The survey found 65 percent of respondents were not monitoring trades systematically according to best-execution criteria, while 60 percent had no plans to use their best-execution reports internally. “Some of the firms did say they perform best-execution analysis, but they do not do it in a systematic fashion,” says Ronen Kertis, CEO at Cappitech. “So they would, for instance, take a few trades anecdotally, check those trades and compare them to the market price at the time using Bloomberg or Reuters terminals, but they don’t have a systematic system in place to check for best execution.”
The industry spent years preparing for Mifid II, but clearly some are still not quite there. There are a number of reasons for this when it comes to best execution. According to Kertis, the requirements are not a simple undertaking if someone wants to build the technology themselves. “The other option is to go and buy a solution from a provider,” he says. “Then it is cost, it is integration, it is finding the right provider. These are the things firms are facing.”
While significant efforts are under way at most major firms, and regulators are watching closely, there are rumblings that these rules could change.
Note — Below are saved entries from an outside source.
Issue #633, opened 2022-10-23
getElementByTagName doesn't support wildcard searches


IGx89:
getElementByTagName can be passed a special string `"*"` representing all elements ([docs](https://developer.mozilla.org/en-US/docs/Web/API/Element/getElementsByTagName#parameters)), causing it to return all elements. That currently doesn't work.

jQuery relies on that functionality for non-trivial selector searches, so without this functionality jQuery support is partially broken. For example, `$('[attr]')` doesn't work.

capricorn86:
Thanks for your contribution @IGx89! :slightly_smiling_face: 

You can read more about the release here:
https://github.com/capricorn86/happy-dom/releases/tag/v7.6.2

PR #634, opened 2022-10-23
#633@patch: Fix getElementByTagName doesn't support wildcard searches (improves jQuery support).

IGx89:


capricorn86 (approved):
Nice contribution @IGx89! :star2:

Speaking at the Fixed-Income Leaders Summit in Amsterdam during October, Kay Swinburne, a UK Member of the European Parliament, lamented the final state of such rules, and suggested they may come in for scrutiny during the Mifid II review.
Brexit
One of the big unknowns in 2019 will be Brexit and how it will impact Mifid II. “We are now looking at Mifid III. I think there is fine-tuning on both sides that will obviously come into play as part of the Brexit negotiations,” says Liquidnet’s Healey.
She says that ultimately, it is going to depend on how it plays out in terms of whether the UK gets an equivalence agreement, which would allow firms operating under UK law—while distinct from EU law, albeit almost identical—from the point of departure to interact under their home regime with EU entities. As an example, she points out that 40 percent of the SI market is based in the UK.
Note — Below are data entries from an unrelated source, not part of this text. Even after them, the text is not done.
Issue #635, opened 2022-10-24
Setting an invalid value to HTMLSelectElement.selectedIndex causes a crash


capricorn86:
**Describe the bug**

**To Reproduce**

**Expected behavior**

**Screenshots**

**Device:**

**Additional context**

PR #636, opened 2022-10-24
#635@patch: Multiples fixes regarding how HTMLSelectElement.selectedI…

capricorn86:
…ndex is handled.

### DIFF
--- a/packages/happy-dom/src/nodes/html-option-element/HTMLOptionElement.ts
+++ b/packages/happy-dom/src/nodes/html-option-element/HTMLOptionElement.ts
@@ -1,6 +1,7 @@
 import HTMLElement from '../html-element/HTMLElement';
 import IHTMLElement from '../html-element/IHTMLElement';
 import IHTMLFormElement from '../html-form-element/IHTMLFormElement';
+import IHTMLSelectElement from '../html-select-element/IHTMLSelectElement';
 import IHTMLOptionElement from './IHTMLOptionElement';
 
 /**
@@ -58,7 +59,20 @@ export default class HTMLOptionElement extends HTMLElement implements IHTMLOptio
 	 * @returns Selected.
 	 */
 	public get selected(): boolean {
-		return this.getAttributeNS(null, 'selected') !== null;
+		const parentNode = <IHTMLSelectElement>this.parentNode;
+
+		if (parentNode?.tagName === 'SELECT') {
+			let index = -1;
+			for (let i = 0; i < parentNode.options.length; i++) {
+				if (parentNode.options[i] === this) {
+					index = i;
+					break;
+				}
+			}
+			return index !== -1 && parentNode.options.selectedIndex === index;
+		}
+
+		return false;
 	}
 
 	/**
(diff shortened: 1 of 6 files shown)


packages/happy-dom/test/nodes/html-option-element/HTMLOptionsCollection.test.ts
```diff
@@ -134,16 +128,21 @@ describe('HTMLOptionsCollection', () => {
...
 			const option2 = document.createElement('option');
+
+			expect(select.options.selectedIndex).toBe(-1);
+
 			select.appendChild(option);
 			select.appendChild(option2);
-			document.body.appendChild(select);
-			expect(select.options.selectedIndex).toBe(-1);
+
+			expect(select.options.selectedIndex).toBe(0);
```
IGx89, line 137: This has me confused: the spec says it should be -1 in this situation ([ref](https://html.spec.whatwg.org/multipage/form-elements.html#dom-select-selectedindex)), but the browser says 0 😖. Did you find a place in the spec indicating it should actually be 0, or are you changing this purely based on observations of how browsers actually act?

packages/happy-dom/src/nodes/html-option-element/HTMLOptionsCollection.ts
```diff
@@ -34,14 +34,7 @@ export default class HTMLOptionsCollection
 	 * @returns SelectedIndex.
 	 */
 	public get selectedIndex(): number {
-		for (let i = 0; i < this.length; i++) {
-			const item = this[i];
-			if (item instanceof HTMLOptionElement && item.selected) {
```
IGx89, line 39: I'm a bit concerned that by removing this behavior you're going to break some things. If the HTML was the following:

```html
<select>
	<option>1</option>
	<option selected>2</option>
</select>
```
The browser says selectedIndex is 1, but with this change it'll wrongly be 0, won't it?

packages/happy-dom/src/nodes/html-option-element/HTMLOptionElement.ts
```diff
@@ -67,10 +81,26 @@ export default class HTMLOptionElement extends HTMLElement implements IHTMLOptio
 	 * @param selected Selected.
 	 */
 	public set selected(selected: boolean) {
-		if (!selected) {
-			this.removeAttributeNS(null, 'selected');
-		} else {
-			this.setAttributeNS(null, 'selected', '');
```
IGx89, line 73: Is this intentional that you're not adding/removing the `selected` DOM attribute anymore? Isn't that necessary? This'll make it harder to implement multi-selects in the future too I'm guessing.

packages/happy-dom/src/nodes/html-option-element/HTMLOptionsCollection.ts
capricorn86: @IGx89 Yes you are right. I will fix it now directly. I wanted to correct the `selectedIndex` behavior as the current behavior does not follow the spec or the browser behavior, but I missed the "selected" attribute.

packages/happy-dom/src/nodes/html-option-element/HTMLOptionElement.ts
capricorn86: Changing the `selectedIndex` property should not modify the attribute value. It should set the `HTMLOptionElement` to be dirty and then it overrides the attribute.

It is not entirely correct now as I missed handling the attribute, sorry about that.

https://html.spec.whatwg.org/multipage/form-elements.html#dom-select-selectedindex
https://html.spec.whatwg.org/multipage/form-elements.html#concept-option-dirtiness

IGx89: Thanks! I assumed setting "selectedness" means setting the selected attribute, which does seem wrong. I can't find anything on those links that specifically details what happens when an option's selectedness is set, which is strange, but what you're saying definitely makes sense

packages/happy-dom/test/nodes/html-option-element/HTMLOptionsCollection.test.ts
capricorn86: I found it by testing the behavior in the browser, but there is a spec for it.

Spec:
https://html.spec.whatwg.org/multipage/form-elements.html#selectedness-setting-algorithm

IGx89: Ahh, thanks a lot! So it looks like -1 is only a valid initial value if every option is disabled.

capricorn86: Yes it seems like that. I will try to fix it so that it works according to spec now. Wish me luck :sweat_smile:

capricorn86:
@IGx89 I have released a fix now. Hopefully everything regarding "selectedness" is fixed now. Thanks for reporting the problem :slightly_smiling_face: 

Here is the pull request:
https://github.com/capricorn86/happy-dom/pull/638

“There are elements of Mifid that will be impacted. The extent to which they will be impacted will ultimately depend on the final deal that we get. It is just important that firms actually look at making sure that they have contingency plans in place, under which they can continue to trade regardless of the outcome,” says Healey. Indeed, regulators are currently undertaking extensive efforts to sign memoranda of understanding to facilitate data sharing in the event of a no-deal Brexit (see page 10).
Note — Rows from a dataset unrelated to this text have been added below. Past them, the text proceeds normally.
Issue #637, opened 2022-10-25
HTMLSelectElement.selectedIndex no longer cater for selected attribute in options


capricorn86:
**Describe the bug**

**To Reproduce**

**Expected behavior**

**Screenshots**

**Device:**

**Additional context**

PR #638, opened 2022-10-25
#637@patch: Fixes problem with HTMLSelectElement.selectedIndex not re…

capricorn86:
…flecting the select attribute set on options.


IGx89:
Nice work!

capricorn86:
> Nice work!

Thank you! 🙂

PR #641, opened 2022-10-30
#204@minor: Add support for HTMLAnchorElement.

### LINKED ISSUE #204: Add support for HTMLAnchorElement

IGx89:
Resolves #204


capricorn86:
Nice contribution @IGx89! :star2: 

I have done some improvements to performance. It is the same logic, but will improve performance as the URL does not need to be reinitialized unless the "href" is changed.

There was also some problems with the handling of "blob" urls, which is hard to understand in the specs. Chrome doesn't seem to cater for the case, and FF added support blob urls in v49 ([reference](https://developer.mozilla.org/en-US/docs/Web/API/HTMLAnchorElement/origin)).

How I interpret the specs, the idea is that property changes on the URL object should be ignored if it is a "blob" url with an opaque path as they are not valid on the URL. This is also how FF seem to have implemented it.

Please review the changes in the commit. Once you have done that, I am happy to release :slightly_smiling_face:

IGx89:
@capricorn86 thanks! Looks great. Good teamwork :). :shipit:

Issue #645, opened 2022-11-05
Missing `element.click()`


ekwoka:
`IElement` returned by `document.querySelector` has a `click()` method that functions, but TypeScript says it does not exist.

Expected behavior: TypeScript not complain about this existing.

capricorn86:
According to spec `Element.querySelector()` and `Document.querySelector()` should return elements of type `Element` which does not have the `click()` method. However, elements of type `HTMLElement` should have the `click()` method.

See HTMLElement interface:
https://developer.mozilla.org/en-US/docs/Web/API/HTMLElement/click

See `Element.querySelector()`:
https://developer.mozilla.org/en-US/docs/Web/API/Element/querySelector

In order to solve this you just need to cast:
```javascript
const element = <HTMLElement>document.querySelector('div');
```

PR #646, opened 2022-11-05
#645@patch: Declares type for element.click()

ekwoka:
https://github.com/capricorn86/happy-dom/issues/645

This declares `click` on the `IElement` interfact


capricorn86 (changes requested):
Thank you for your contribution :slightly_smiling_face: 

The `click()` method should be part of the `HTMLElement` interface and not the `Element` interface.

This has already been implemented:
https://github.com/capricorn86/happy-dom/blob/master/packages/happy-dom/src/nodes/html-element/IHTMLElement.ts#L56

See:
https://developer.mozilla.org/en-US/docs/Web/API/HTMLElement/click

capricorn86:
According to spec `Element.querySelector()` and `Document.querySelector()` should return elements of type `Element` which does not have the `click()` method.

In order to solve this you just need to cast:
```javascript
const element = <HTMLElement>document.querySelector('div');
```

Looking ahead, however, it is unlikely that anything will change in the short term. While Mifid II, like any European regulation, has a built-in review clause that kicks in three to five years down the line, the fact that the UK regulatory authorities were principal authors of much of its content—and, indeed, have gone further than the text in many instances of domestic implementation—means those hoping for a swift dismissal of Mifid II may be living in a fantasy world.
“I don’t think we are going to see a regulatory big bang, if that is what some may have thought would happen,” says ACA Compliance’s Johal. “The UK was a very powerful player in devising and pushing forward many of the changes in Mifid II. In fact, many of the changes across many of the European directives have been in operation in principle in the UK for many years before they became European directives. So the UK is a very well-developed, very well-established landscape for financial services.”
As this issue went to press, the UK and EU had agreed a draft deal in principle, but no certainty of its ratification was evident, which included equivalence determinations for the UK during a transition period while it leaves the EU.